To put it another way, it would be easy for a physicist to buck the majority by showing that her math worked. Math is math. But if your science depends on human judgement to decide which measurements to include and which ones to “tune,” you don’t have that option. Being a rebel theoretical physicist is relatively easy if your numbers add up. But being a rebel climate scientist is just plain stupid. So don’t expect to see many of the latter. Scientists can often be wrong, but rarely are they stupid.
…I accept the consensus of climate science experts when they say that climate science is real and accurate. But I do that to protect my reputation and my income. I have no way to evaluate the work of scientists.
If you ask me how scared I am of climate changes ruining the planet, I have to say it is near the bottom of my worries. If science is right, and the danger is real, we’ll find ways to scrub the atmosphere as needed. We always find ways to avoid slow-moving dangers. And if the risk of climate change isn’t real, I will say I knew it all along because climate science matches all of the criteria for a mass hallucination by experts.
It does indeed.
[Late-evening update]
The Scott Adams post was via Judith Curry, who has related links from other “heretics” (i.e., they “believe” in AGW, but aren’t hysterical about it) Roger Pielke and Matt Ridley:
The truly astonishing thing about all this is how little climate heretics – such as myself, Roger Pielke, and Matt Ridley – actually diverge from the consensus science position: RP Jr. hews strictly to the IPCC consensus; Matt Ridley is on the lukewarm side of the IPCC consensus, and I have stated that the uncertainties are too large to justify high confidence in the consensus statements.
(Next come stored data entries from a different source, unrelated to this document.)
PR #1179, opened 2024-11-25
Return action type

tribble:
## Documentation

```
[ ] Yes
```


src/actions/interfaces/action.interface.ts
```diff
@@ -0,0 +1,72 @@
...
+interface UserRegistrationAction {
+  id: string;
+  object: 'user_registration_action_context';
+  userData: UserData;
+  invitation?: Invitation;
+  ipAddress?: string;
+  userAgent?: string;
+}
+
+export type Action = AuthenticationAction | UserRegistrationAction;
```
faroceann, line 41: I prefer calling this an `ActionPayload`

src/actions/interfaces/action.interface.ts
```diff
@@ -0,0 +1,72 @@
...
+
+interface AuthenticationActionPayload {
```
faroceann, line 43: Looks like a duplicate of `AuthenticationAction`

tribble: This is the type that comes from the API response and it's snake cased. `AuthenticationAction` is what's returned to the developer and is camel cased.

package.json
```diff
@@ -9,7 +9,7 @@
     "workos"
   ],
   "volta": {
-    "node": "19.9.0",
+    "node": "20.15.0",
```
PaulAsjes, line 12: Any specific reason for the bump here?

PaulAsjes (approved):
Just one tiny nit, otherwise looks good

faroceann (approved):

package.json
tribble: Unintentional, but I couldn't run tests with the current versions due to a conflict. I can undo this.

src/actions/actions.ts
```diff
@@ -67,4 +69,21 @@ export class Actions {
 
     return response;
   }
+
+  async constructAction({
+    payload,
+    sigHeader,
+    secret,
+    tolerance = 300,
```
tribble, line 77: @faroceann calling out that I reduced this because it seems like actions should be timely... can you see any reason this would be a mistake?

faroceann: Good call out, this should be safe

PR #1193, opened 2024-12-19
Upgrade to latest iron-session

jacobwgillespie:
## Description

This PR upgrades the `iron-session` dependency from v6.3.1 to v8.0.1, for a few reasons:

1. v6.3.1 was published October 2022, over two years ago
2. v6.3.1 defines a peer dependency on `next`, which pulls in Next.js as a dependency in projects using `@workos-inc/node`, which generates GitHub vulnerability alerts for Next, even for non-Next projects

The main change to upgrade from v6 to v8 is updating the import of `iron-session/edge` to just `iron-session`, as now `iron-session` [uses the same top-level entry point](https://github.com/vvo/iron-session/releases/tag/v8.0.0) for everything. Otherwise the maintainers state that the data format should remain the same, e.g. existing sealed data should be able to be unsealed by v8.

## Documentation

```
[ ] Yes
```

### DIFF
--- a/package.json
+++ b/package.json
@@ -38,7 +38,7 @@
     "prepublishOnly": "yarn run build"
   },
   "dependencies": {
-    "iron-session": "~6.3.1",
+    "iron-session": "~8.0.1",
     "jose": "~5.6.3",
     "pluralize": "8.0.0"
   },
--- a/src/common/iron-session/edge-iron-session-provider.ts
+++ b/src/common/iron-session/edge-iron-session-provider.ts
@@ -1,4 +1,4 @@
-import { sealData, unsealData } from 'iron-session/edge';
+import { sealData, unsealData } from 'iron-session';
 import {
   IronSessionProvider,
   SealDataOptions,


PaulAsjes:
Hi there, thanks for this but unfortunately we can't merge this. This library needs to support Node 16, which iron-session v8.0.1 unfortunately doesn't. It's why we specify different versions depending on whether the library is [run as a worker](https://github.com/workos/workos-node/blob/main/src/index.worker.ts#L52-L54) or in a Node runtime.

jacobwgillespie:
@PaulAsjes would you ever consider inlining or replacing `iron-session`? The v6.3.1 pulls in `next`, `express`, and `koa` along with it (https://github.com/vvo/iron-session/blob/v6.3.1/package.json#L168-L172), which adds quite a bit of unnecessary dependency surface, triggering vulnerability alerts, pulling down the resolved versions of other dependencies to whatever those three agree upon, etc.

PaulAsjes:
I'd be open to inlining in this case, as long as the core functionality and API surface remained the same (plus Node 16 compatibility isn't affected).

jacobwgillespie:
Cool, I may open a PR for that - before I get too far though, how long do you expect to maintain Node 16 compatibility? As of October of last year, v16 is no longer maintained (it has exited the LTS maintenance phase). 

If you have some other reason to keep supporting v16 that's fine, but in case it's just to support Node LTS, it may be worth dropping now.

RP Jr and Matt Ridley provide appalling examples of the personal and arguably unethical attacks from other scientists, journalists, elected politicians and others with government appointments.
Scott Adams provides some genuine (and as always, humorous) insights into the psychology behind the dynamics of the climate debate.
As to the question: to be or not to be a climate heretic?
I’m planning a climate heretic blog post shortly after the first of the year. After seeing RP Jr’s title, perhaps I will title it ‘Happy Heretic’ (stay tuned). Here’s to hoping that the Age of Trump will herald the demise of climate change dogma and acceptance of a broader range of perspectives on climate science and our policy options .
I’ll personally be looking forward to it.